What the exercise asks
Copy precisely the first line of the material below and every later line, stopping with the line that contains "This PR simply".

Data for analysis
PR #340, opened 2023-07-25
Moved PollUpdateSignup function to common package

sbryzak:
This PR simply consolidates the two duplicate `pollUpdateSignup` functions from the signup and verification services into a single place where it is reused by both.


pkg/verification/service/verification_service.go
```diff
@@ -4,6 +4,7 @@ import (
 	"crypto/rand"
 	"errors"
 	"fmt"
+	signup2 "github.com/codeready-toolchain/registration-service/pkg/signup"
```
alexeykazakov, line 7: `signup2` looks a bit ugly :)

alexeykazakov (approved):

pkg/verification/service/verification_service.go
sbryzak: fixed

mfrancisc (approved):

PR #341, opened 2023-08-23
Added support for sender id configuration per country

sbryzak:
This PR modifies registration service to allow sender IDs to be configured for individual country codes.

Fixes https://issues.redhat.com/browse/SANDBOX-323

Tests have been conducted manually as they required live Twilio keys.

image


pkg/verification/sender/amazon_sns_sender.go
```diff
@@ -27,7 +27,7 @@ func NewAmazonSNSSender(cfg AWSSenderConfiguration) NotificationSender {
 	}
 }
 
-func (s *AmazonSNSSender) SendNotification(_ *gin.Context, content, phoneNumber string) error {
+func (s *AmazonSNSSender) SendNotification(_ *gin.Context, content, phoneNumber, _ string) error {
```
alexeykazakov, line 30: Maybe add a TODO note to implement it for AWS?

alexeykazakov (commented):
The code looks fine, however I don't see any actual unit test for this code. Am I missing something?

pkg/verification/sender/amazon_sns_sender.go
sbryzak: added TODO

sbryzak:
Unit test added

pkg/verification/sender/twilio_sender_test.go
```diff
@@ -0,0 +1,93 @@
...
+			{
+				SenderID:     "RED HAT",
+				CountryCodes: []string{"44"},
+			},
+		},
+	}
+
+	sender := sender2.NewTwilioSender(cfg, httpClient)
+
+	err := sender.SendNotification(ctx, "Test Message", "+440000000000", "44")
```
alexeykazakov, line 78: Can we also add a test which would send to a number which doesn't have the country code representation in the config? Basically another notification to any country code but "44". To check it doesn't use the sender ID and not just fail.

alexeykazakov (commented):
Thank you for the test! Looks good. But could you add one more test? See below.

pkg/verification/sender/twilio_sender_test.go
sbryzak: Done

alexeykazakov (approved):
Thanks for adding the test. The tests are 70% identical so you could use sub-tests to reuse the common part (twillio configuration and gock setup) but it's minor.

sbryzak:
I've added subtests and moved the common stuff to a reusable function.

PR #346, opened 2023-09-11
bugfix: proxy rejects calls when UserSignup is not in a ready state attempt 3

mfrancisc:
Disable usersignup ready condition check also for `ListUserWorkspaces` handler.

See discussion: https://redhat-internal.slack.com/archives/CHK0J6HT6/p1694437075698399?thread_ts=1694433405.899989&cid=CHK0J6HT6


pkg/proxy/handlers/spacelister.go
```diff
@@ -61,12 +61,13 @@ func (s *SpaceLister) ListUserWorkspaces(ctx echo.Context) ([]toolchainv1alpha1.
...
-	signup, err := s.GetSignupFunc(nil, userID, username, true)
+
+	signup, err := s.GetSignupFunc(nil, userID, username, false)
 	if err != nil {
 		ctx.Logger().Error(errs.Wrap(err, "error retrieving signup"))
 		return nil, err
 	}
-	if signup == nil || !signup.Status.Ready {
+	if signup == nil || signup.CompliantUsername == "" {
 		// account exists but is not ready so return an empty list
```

Task output
PR #340, opened 2023-07-25
Moved PollUpdateSignup function to common package

sbryzak:
This PR simply consolidates the two duplicate `pollUpdateSignup` functions from the signup and verification services into a single place where it is reused by both.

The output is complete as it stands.